A total of 163 patients from 30 June to 30 November 2023 were consecutively enrolled, and 22 patients were excluded, of which 11 patients with stenosis >90%, 7 patients underwent direct PCI without FFR testing, 4 patients with poor-quality MCG imaging and finally, 141 patients with borderline coronary lesions underwent MCG and FFR sequentially (figure 1). In this study, the cardiologists were not aware of the MCG results at the time of the FFR examination, and the MCG parameters were determined before the FFR examination (online supplemental figure 1).
Figure 1. Flowchart of the study design. CCTA, coronary CT angiography; MCG, magnetocardiography; ICA, invasive coronary angiography; FFR, fractional flow reserve; OPM, optical pumped magnetometer; PCI, percutaneous coronary intervention.
ICA and FFR procedures
ICA and FFR measurements were performed on the vessels according to the 2021 ACC/AHA/SCAI Guidelines for Coronary Artery Revascularization and Expert consensus on the clinical pathway for FFR measurement in China. After the administration of nitroglycerin, a pressure monitoring guidewire was advanced through the stenosis. Hyperaemia was attained by the administration of intravenous adenosine (140 µg/kg/min). The FFR pressure wire was positioned a minimum of 20 mm distal to the stenosis in vessel segments ≥2 mm. The presence of an FFR ≤0.80 was considered a positive indicator of functional ischaemia in patients and was defined as the FFR-positive group.
MCG imaging
The MCG recordings were conducted using a 36-channel OPM-MCG system (Miracle MCG), featuring OPM sensors sourced from Beijing X-Mag Technologies’ mature commercial product. The OPM sensor is based on the spin-exchange relaxation-free technology, with alkali metal atoms as the core sensitive element. The OPM sensor has a sensitivity below 30 fT/Hz1/2, a recording bandwidth of 1 Hz–40 Hz, a sampling frequency of 200 Hz and a noise baseline not higher than 15 fT. The OPM-MCG residual magnetic field is kept below 1.5 nT, and the data acquisition mode is analogue signal acquisition (online supplemental figure 2). Each subject had a 90 s continuous recording at 36 locations (6×6 grid) above the chest using an arrayed sensor grid.

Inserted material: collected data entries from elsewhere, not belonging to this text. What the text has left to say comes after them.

PR #1821, opened 2019-11-21
Improve code generation rules.

monopole:
Assure that if a builtin plugin source file is modified,
that the corresponding generated file, and only that file,
will be recreated.


Makefile
```diff
@@ -185,3 +153,78 @@ clean:
...
+$(pGen)/LabelTransformer.go: $(pSrc)/labeltransformer/LabelTransformer.go
+$(pGen)/LegacyOrderTransformer.go: $(pSrc)/legacyordertransformer/LegacyOrderTransformer.go
+$(pGen)/NamespaceTransformer.go: $(pSrc)/namespacetransformer/NamespaceTransformer.go
+$(pGen)/PatchJson6902Transformer.go: $(pSrc)/patchjson6902transformer/PatchJson6902Transformer.go
+$(pGen)/PatchStrategicMergeTransformer.go: $(pSrc)/patchstrategicmergetransformer/PatchStrategicMergeTransformer.go
+$(pGen)/PatchTransformer.go: $(pSrc)/patchtransformer/PatchTransformer.go
+$(pGen)/PrefixSuffixTransformer.go: $(pSrc)/prefixsuffixtransformer/PrefixSuffixTransformer.go
+$(pGen)/ReplicaCountTransformer.go: $(pSrc)/replicacounttransformer/ReplicaCountTransformer.go
+$(pGen)/SecretGenerator.go: $(pSrc)/secretgenerator/SecretGenerator.go
+
```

MCG signal analysis and statistical analysis
After MCG data acquisition, the software automatically post-processes the signals to generate magnetic field and current density maps and output 65 parameters (online supplemental table 1). The 65 parameters we output characterise the stability of the current dipole in the TT segment (the position from one-third of the T max amplitude (T onset) to T max (T peak)) according to the previous studies of Park et al and Pena et al (see supplementary material for post-processing steps).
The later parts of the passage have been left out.